Nuclear isomers in this area are also of interest to the study of the astrophysical r-process, particularly those that are thermally populated during the r-process and have a significantly different half-life [28]. ^133mTe has been identified as one such “astromer”, delaying $\beta$ decay [28] versus the ground state in the first hour of the r-process and impacting the formation of the $N=82$ abundance peak [29]. However, the impact and population of an astromer depends on transitions through the intermediate nuclear states [29]. Given the anomalies identified above, future studies of the structure of ¹³³Te might also impact its role as an astromer in the $r$-process.

In summary, high-precision mass measurements of ¹³³Sb, ^133g,mTe, and ^133g,mI are reported, allowing for a calculation of $Q_{\beta^{-}}(^{133}\text{Te})$ to a precision of 1.1 keV, a sixfold improvement over the previous value, and which resolves an anomalous decay to the $E_{i}=2935.83(15)$ keV level of ¹³³I as $Q^{i}_{\beta}=-1.0(1.2)$ keV. Further problems with the nuclear structure are indicated, as anomalously small $ft$ values for this and several other transitions can be calculated, so $\beta^{-}$-decay spectroscopy studies are needed.

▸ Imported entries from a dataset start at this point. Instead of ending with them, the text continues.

PR #5060, opened 2026-08-18
feat: add Command Code Go provider support

### LINKED ISSUE #3955: [Feature] Add Command Code (commandcode.ai) as a provider — enables the $1/mo Go plan
## Summary

Request to add [Command Code](https://commandcode.ai) (a coding agent + model gateway by Langbase) as a provider. The interesting part is the **Go plan**: **$1/month** with **$10 of included credits** and deal multipliers that push effective usage to ~$40 on selected OSS models ([pricing](https://commandcode.ai/pricing), [pricing limits](https://commandcode.ai/docs/resources/pricing-limits)). Roster includes DeepSeek V4 Pro, Kimi K2.7 Code, GLM-5.2, MiniMax M3, Qwen 3.7 Max, MiMo V2.5 Pro, Nemotron 3 Ultra, etc. (21 open-weight models, several with 1M context).

The Go plan is genuinely the best $1 in the space right now, and CLIProxyAPI is the obvious home for it — but there's a wrinkle that's worth flagging up front.

## The wrinkle: Go plan works via `/alpha/generate`, not `/provider/v1/*`

The gateway exposes three generation endpoints:

| Endpoint | Shape | Plan |
|----------|-------|------|
| `POST /provider/v1/messages` | Anthropic Messages | **Pro+ only** |
| `POST /provider/v1/chat/completions` | OpenAI Chat Completions | **Pro+ only** |
| `POST /alpha/generate` | CLI's own custom envelope | **Any plan, incl. Go** |

On the Go plan, both `/provider/v1/*` paths return:
```json
{ "error": { "message": "Your Go plan doesn't include API access. Upgrade to Pro or higher…", "code": "upgrade_required" } }
```

`/alpha/generate` is the endpoint the `cmd` CLI itself uses on every turn, so it is **not** plan-gated. The catch: it speaks a **custom envelope**, not OpenAI or Anthropic shape. So serving Go-plan users means a translator, exactly the kind of thing CLIProxyAPI does well.

Auth is a plain `user_...` API key (same key as the CLI, from https://commandcode.ai/settings/billing) — **no OAuth needed**, unlike Codex/Claude/Gemini.

## The protocol is already reverse-engineered and battle-tested

There's a mature reference implementation with a full wire-protocol spec:
- **Reference:** [`safzanpirani/pi-commandcode-provider`](https://github.com/safzanpirani/pi-commandcode-provider) — working OpenAI→envelope + NDJSON→SSE translator.
- **Wire protocol doc:** [`docs/wire-protocol.md`](https://github.com/safzanpirani/pi-commandcode-provider/blob/main/docs/wire-protocol.md) — strict `config` envelope, Vercel-AI-SDK `ModelMessage[]` schema, tool format, every NDJSON event type, usage shape.

### Request
```
POST https://api.commandcode.ai/alpha/generate
Authorization: Bearer user_…
x-cli-environment: production
x-command-code-version: 0.40.0   # must track the installed CLI; stale → rejected
x-session-id: <uuid>
```
```jsonc
{
  "config": { /* schema-strict; all fields required, neutral defaults OK */ },
  "memory": "", "taste": null, "skills": null, "permissionMode": "standard",
  "params": {
    "model": "deepseek/deepseek-v4-pro",
    "system": "…",
    "messages": [ /* Vercel AI SDK ModelMessage[] — NOT OpenAI, NOT Anthropic */ ],
    "tools": [ /* name + input_schema (JSON Schema) */ ],
    "max_tokens": 32000, "stream": true
  }
}
```

### Response = **newline-delimited JSON, NOT SSE**
```
{"type":"text-delta","id":"txt-0","text":"…"}
{"type":"tool-input-delta","id":"call_…","delta":"<json chunk>"}
{"type":"finish-step","finishReason":"stop|length|tool-calls","usage":{...}}
```

### Known sharp edges (verified from open issues in other routers)
- **`stream:false` is rejected** (`400/ECONNRESET`) — must force `stream:true` and buffer server-side. [decolua/9router#1840](https://github.com/decolua/9router/issues/1840), fixed in [#1843](https://github.com/decolua/9router/pull/1843).
- NDJSON lines on large tool outputs overflow `bufio.Scanner`'s default limit — needs an unbounded reader.
- The `config` envelope is schema-strict; the gateway's 400 usefully lists the exact missing field paths.

## Demand is real (this is not hypothetical)

A code/issue search of this repo for `commandcode` returns **zero** matches today. But the ecosystem is actively building it independently:

| Project | Stars | Status |
|---------|-------|--------|
| [`decolua/9router`](https://github.com/decolua/9router) | 18k | Active router; fixing Command Code stream bugs this week |
| [`can1357/oh-my-pi`](https://github.com/can1357/oh-my-pi) | 13.9k | PR [#1360](https://github.com/can1357/oh-my-pi/pull/1360) "add Command Code provider" (this week) |
| [`safzanpirani/pi-commandcode-provider`](https://github.com/safzanpirani/pi-commandcode-provider) | — | Reference protocol impl, resynced to CLI 0.39.1 four days ago |
| [`HaeMeto/Command-Code-AI-Proxy`](https://github.com/HaeMeto/Command-Code-AI-Proxy) | 10 | Go proxy on `/alpha/generate` |
| [`dev2k6/command-code-proxy-server`](https://github.com/dev2k6/command-code-proxy-server) | 8 | Go proxy, but Pro-only (`/provider/v1/*`) so it can't serve Go plan |

Same feature request also open elsewhere: [anomalyco/opencode#26338](https://github.com/anomalyco/opencode/issues/26338). The knowledge and the demand both exist; what's missing is a canonical home, which CLIProxyAPI is the natural fit for.

## Stability note (being candid)

`/alpha/generate` is an undocumented CLI-internal endpoint, and the `command-code` npm package is at `0.40.0` and moves frequently — the protocol drifts and the `x-command-code-version` header must track it. That's the **same risk class** as this project's existing OAuth/CLI-wrapping providers (Claude Code, Codex, Gemini CLI), and centralizing it here with CI is exactly what would keep consumers current instead of each fork re-deriving on every CLI bump.

## Proposed contribution

I've gathered a full evidence bundle (protocol spec, reference impl source, model roster, credit multipliers, stability assessment) and would like to open a PR. Two routes, and I'd like your steer on which you prefer:

1. **Example provider under `examples/`** — a Go Command Code provider built on the v7 SDK pattern already shown in [`examples/custom-provider/main.go`](https://github.com/router-for-me/CLIProxyAPI/blob/main/examples/custom-provider/main.go) (`sdktr.Register(openai.chat → commandcode, reqXform, respXform)` + an `Executor` hitting `/alpha/generate` + model registration in `OnAfterStart`). This path is open to contributors.

2. **Built-in provider** — I noticed [`pr-path-guard.yml`](https://github.com/router-for-me/CLIProxyAPI/blob/main/.github/workflows/pr-path-guard.yml) blocks `internal/translator/**` changes in PRs, so a built-in translator would need your team to land it. If you'd prefer it built-in, I'm happy to hand over a ready diff + tests and let you commit, or however you prefer to work.

My default plan is route **1** (example provider) unless you'd rather it be built-in.

---

**Question for maintainers:** preferred route (1 example provider vs 2 built-in), and any provider naming convention you'd like me to follow (e.g. `commandcode`, `command-code`, `cmd`)?

I'll open the PR against `dev` per the retarget workflow once you confirm direction.

cc maintainers

k176060444-lgtm:
### Summary

This PR adds **Command Code as a native provider** in the normal `cmd/server` build, giving the **Command Code Go subscription** a first-class, OpenAI-compatible API surface that Hermes and other agents can consume.

**The core problem this PR solves**: a Command Code Go subscription has **no standard Provider inference API permission**. The bridge therefore is a **protocol conversion**: it takes a Command Code credential and translates Claude/OpenAI-style requests through the authenticated `/alpha/generate` endpoint into an OpenAI-compatible API (`/v1/chat/completions`).

```
Command Code key  ->  Authorization: Bearer  ->  CLIProxyAPI  ->  /alpha/generate
```

This PR **never enables the standard Provider inference API for Go** — `/alpha/generate` remains the inference path. The value is the bridge, not new Provider entitlements.

Closes #3955

### Context

Implements the Command Code integration discussed in #3955 and #4007.

### What this adds

- Native `commandcode` executor and provider wiring in `cmd/server`
- OpenAI non-stream and SSE stream translation
- Tool-call / tool-result / parallel tool support
- **First-class API-key authentication** (see Authentication)
- Dynamic model catalog synchronized from the official provider catalog
- Model refresh integrated with the existing registry lifecycle
- Bounded NDJSON line and error-body handling
- Full `commandcode-api-key` Management API CRUD under `/v0/management/commandcode-api-key`

### Authentication — API key is the first-class credential

The real credential is the **Command Code API key**. `cmdc login` is just one way to obtain/save a key (it writes `~/.commandcode/auth.json`); it is a convenience/migration path, **not** a runtime dependency. CLIProxyAPI works with only a key — no node, npm, or `cmdc` binary required.

Explicit credential sources (in precedence order):

1. `config.yaml` → `commandcode-api-key` (Level 1)
2. CLIProxyAPI-managed `auth-dir` credential files, e.g. `auths/commandcode-*.json` (Level 2)
3. Environment variable `COMMANDCODE_API_KEY` / `COMMAND_CODE_API_KEY` (Level 3)
4. `~/.commandcode/auth.json` auto-import (Level 4) — **convenience / migration fallback only**

Semantics:

- **Different keys** across the explicit sources (config / managed auth-dir / env) coexist as **separate accounts** (each with independent prefix/priority/weight routing).
- **The same key across sources** is **deduplicated** to the highest-precedence source (config > managed auth-dir > env), so a duplicated credential never spawns duplicate clients/clients.
- `~/.commandcode/auth.json` is imported **only when no explicit credential is present**; it is never imported on top of an explicit one.
- All keys ultimately flow `Authorization: Bearer <key> -> /alpha/generate` in the same execution path.
- `402` from `/alpha/generate` is treated as a **per-model** plan/entitlement rejection (model-level cooldown only) — it does not globally disable the credential. `401` = invalid credential and `429` semantics are unchanged.

### Dynamic models

- **Primary source**: the official `GET https://api.commandcode.ai/provider/v1/models` catalog (anonymous, follows the configured CLIProxyAPI `proxy-url`, refreshed at startup and every 3h)
- **Cold-start / offline fallback only**: the locally installed `cmdc` CLI bundled catalog (`dist/bundled/command-code-knowledge/reference/models.md`), then last-known-good, then builtin bootstrap
- **No regression on transient remote failure**: once a working catalog is loaded, a remote failure preserves the current model set — it is never downgraded by an older local snapshot
- New and removed models are applied on refresh so existing auths re-register (no stale builtin-only pool)
- **Catalog depends on the external `/provider/v1/models` endpoint; catalog visibility does not imply plan/region entitlement** — the Command Code upstream (`/alpha/generate`) remains the final authority

### Streaming / tool fix

Command Code emits incremental tool-input events plus terminal full-input events. The translator prevents duplicate `function.arguments` emission while retaining a full-call fallback when no deltas were seen.

### Testing / validation

- Command Code executor tests (non-stream / stream / tool / NDJSON / error contract)
- Credential synthesizer/watcher tests covering the full precedence + cross-source dedup semantics
- `commandcode-api-key` Management API CRUD handler tests
- Dynamic catalog registry tests (remote success / failure fallback / LKG preservation / dynamic removal / casing / proxy transport)
- 402 per-model cooldown + 429 regression tests
- `go vet`, `go test`, `go build ./cmd/server`

Live validation on the real SYSTEM scheduled-task deployment (with the production binary rebuilt from this PR's HEAD):

- `/v1/models` serves the official remote catalog (Command Code Go models incl. `meta/muse-spark-*` and `deepseek/*`), not the builtin-only pool
- **Direct managed/config API key** (auth.json suppressed) → non-stream **HTTP 200**, SSE stream **HTTP 200**
- **auth.json-only fallback** (no explicit credential) → **HTTP 200**
- **Cross-source dedup** verified live (same key in config + auth-dir + env registers one client); distinct keys register as separate accounts
- Management API CRUD (`/v0/management/commandcode-api-key` GET/PUT/PATCH/DELETE) round-trips cleanly
- Hermes agent served through `127.0.0.1:8317` (cliproxy-cmdc provider)


first-storm:
I don't think hard code model list in the code is a good idea. ik the commandcode client does that but it doesn't mean we also need to do that. You can retrieve it from https://api.commandcode.ai/provider/v1/models. Also, you can actually get api key from commandcode webpage so a better way to get credentials is just ask the user to paste the key instead of import it from local cmdcode cli.

k176060444-lgtm:
Thanks for the review — agreed, and the hard-coded list is no longer the source of truth.

The model catalog now fetches from `https://api.commandcode.ai/provider/v1/models` (anonymous, proxy-aware via the configured CLIProxyAPI `proxy-url`, refreshed at startup and every 3h). The locally installed `cmdc` CLI catalog is kept only as a cold-start / offline fallback, and a transient remote failure never regresses the already-loaded model set (last-known-good is preserved). New/removed models are applied on refresh so existing auths re-register instead of staying on the builtin bootstrap list.

On credentials: the core purpose of this PR is supporting the **Go subscription, which has no Provider API entry point** — so the default path remains the `cmdc login` credential flowing to `/alpha/generate`. That is the only way a Go user can authenticate. An explicit `commandcode-api-key` config is an optional path that takes precedence when present and enters the same Bearer execution path; it is never required for the Go path. (We have not yet verified from our environment that a web-generated Provider API key is accepted by `/alpha/generate`, so we intentionally make no stronger claim.)

first-storm:
> Thanks for the review — agreed, and the hard-coded list is no longer the source of truth.
> 
> The model catalog now fetches from `https://api.commandcode.ai/provider/v1/models` (anonymous, proxy-aware via the configured CLIProxyAPI `proxy-url`, refreshed at startup and every 3h). The locally installed `cmdc` CLI catalog is kept only as a cold-start / offline fallback, and a transient remote failure never regresses the already-loaded model set (last-known-good is preserved). New/removed models are applied on refresh so existing auths re-register instead of staying on the builtin bootstrap list.
> 
> On credentials: the core purpose of this PR is supporting the **Go subscription, which has no Provider API entry point** — so the default path remains the `cmdc login` credential flowing to `/alpha/generate`. That is the only way a Go user can authenticate. An explicit `commandcode-api-key` config is an optional path that takes precedence when present and enters the same Bearer execution path; it is never required for the Go path. (We have not yet verified from our environment that a web-generated Provider API key is accepted by `/alpha/generate`, so we intentionally make no stronger claim.)

FYI, you can just generate an API key on the command code website. That key only accesses the Go endpoint, which is exactly what this pr is for. And one of the ways cmd CLI logs into Go subs is literally pasting that same key from the website, then saving it to disk as is. So the whole cmd login flow is a giant circle back to the exact key you could've copied in the first place. You don't need a whole cmd code binary just for getting the key man.

k176060444-lgtm:
Thanks for both pieces of feedback — both are now implemented in this PR.

**1. Model catalog → official remote source.** Hard-coding is gone. The model catalog is now fetched from `https://api.commandcode.ai/provider/v1/models` (anonymous, proxy-aware via the configured CLIProxyAPI `proxy-url`, refreshed at startup and every 3h). The locally installed `cmdc` CLI catalog is kept **only** as a cold-start / offline fallback; a transient remote failure never regresses the already-loaded model set (last-known-good preserved), and dynamic add/remove on refresh keeps auths re-registered.

**2. API key is the first-class credential — no `cmdc` binary needed.** You're right that generating/copying the key directly is simpler than the whole `cmdc login` circle. This PR now makes the **API key** the primary credential path: CLIProxyAPI can authenticate purely from a key (via `config.yaml` `commandcode-api-key`, or a CLIProxyAPI-managed `auth-dir` file, or `COMMANDCODE_API_KEY`/`COMMAND_CODE_API_KEY` env) with **no node/npm/cmdc installed**. Different keys coexist as separate accounts; the same key across sources is deduplicated by precedence.

`~/.commandcode/auth.json` is retained **only** as a convenience / migration / auto-import fallback (imported solely when no explicit credential is configured), because it is literally the website key saved to disk — never a runtime dependency.

To be precise about scope: this PR is a **protocol bridge** — it takes the Command Code Go credential and translates Claude/OpenAI-style requests through the authenticated `/alpha/generate` endpoint into an OpenAI-compatible API for Hermes/agents. It does **not** provide/claim the standard Provider inference API for Go; `/alpha/generate` remains the inference path and the final authority on per-model entitlement (402 treated per-model).

k176060444-lgtm:
Added `e543946` (`fix(openai): pass through context-window fields for commandcode models on /v1/models`) — a small follow-up that came up while validating the catalog sync end-to-end.

**Motivation**

The models handler intentionally narrows every registry entry down to id/object/created/owned_by — uniformly, across all channels and models. That keeps the listing clean and maximally compatible with strict OpenAI-style clients. One side effect of this design is that per-model context metadata held by the registry has no way to reach clients for *any* model. In practice this stays invisible whenever the client can resolve the window from its own metadata sources (well-known model families, third-party catalogs, etc.); it only surfaces for models those sources don't cover yet. That is exactly the case we hit: a local agent resolving `meta/muse-spark-1.2-contributor` via `/v1/models` could not determine its context window and fell back to a conservative 256K default, even though the true window is 1M — compacting conversations far earlier than necessary. Muse Spark is simply the first model we noticed it with, not the only one affected.

**What changed**

- `sdk/api/handlers/openai/openai_handlers.go`: adds a small helper, `appendCommandCodeContextFields()`. For entries where `owned_by == "commandcode"` only, it additionally emits `context_length`, `max_context_length`, and `max_completion_tokens` — and only when the value is positive. Every other entry keeps the exact historical four-field shape.
- `sdk/api/handlers/openai/openai_models_context_fields_test.go`: new test covering three cases — a commandcode entry exposes `context_length`; a zero-value entry omits the field entirely; non-commandcode entries do not leak any of the extra fields.

**Scope**

We deliberately kept the passthrough scoped to the Command Code channel and did not generalize it to other channels — since the underlying filter applies to all channels alike, whether richer model metadata should be exposed across the board seems like a design decision better made by the maintainers, so this change stays minimal unless there is interest in widening it.

**Verification**

`go vet` and the package test suite pass. Also verified against a live deployment: `/v1/models` now reports `"context_length": 1048576` for the Muse-family models, and downstream clients pick up the correct 1M window without any configuration changes.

Such studies will further elucidate the potential of the decay to this excited state to be an ultra-low Q-value decay, and the role of ^133mTe as an astromer.

This work was performed with the support of US Department of Energy, Office of Nuclear Physics under Contract No. DE-AC02-06CH11357 (ANL), the Natural Sciences and Engineering Research Council of Canada under Grant No. SAPPJ-2018-00028, and the US National Science Foundation under Grant No. PHY-2310059. This research used resources of ANL’s ATLAS facility, which is a DOE Office of Science User Facility.